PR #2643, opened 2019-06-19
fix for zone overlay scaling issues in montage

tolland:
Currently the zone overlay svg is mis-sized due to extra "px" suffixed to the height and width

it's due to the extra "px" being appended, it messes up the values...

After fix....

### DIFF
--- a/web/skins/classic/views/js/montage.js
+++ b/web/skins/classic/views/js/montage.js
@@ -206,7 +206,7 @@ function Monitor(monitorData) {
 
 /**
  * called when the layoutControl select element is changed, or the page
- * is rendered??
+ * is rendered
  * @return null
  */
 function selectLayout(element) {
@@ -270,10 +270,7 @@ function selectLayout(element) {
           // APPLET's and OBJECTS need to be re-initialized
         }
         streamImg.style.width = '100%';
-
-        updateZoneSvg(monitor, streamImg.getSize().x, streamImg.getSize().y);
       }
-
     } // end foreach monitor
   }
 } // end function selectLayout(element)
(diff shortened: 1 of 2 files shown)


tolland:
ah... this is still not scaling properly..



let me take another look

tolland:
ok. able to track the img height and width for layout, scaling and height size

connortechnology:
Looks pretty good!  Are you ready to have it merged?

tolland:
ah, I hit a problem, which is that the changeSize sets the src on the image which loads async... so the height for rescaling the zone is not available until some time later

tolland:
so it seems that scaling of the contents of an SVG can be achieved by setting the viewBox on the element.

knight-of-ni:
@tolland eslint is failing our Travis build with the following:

Required action:
In the listing above, find each line with the word "montage" and return it.

Response to the task:
fix for zone overlay scaling issues in montage
--- a/web/skins/classic/views/js/montage.js
+++ b/web/skins/classic/views/js/montage.js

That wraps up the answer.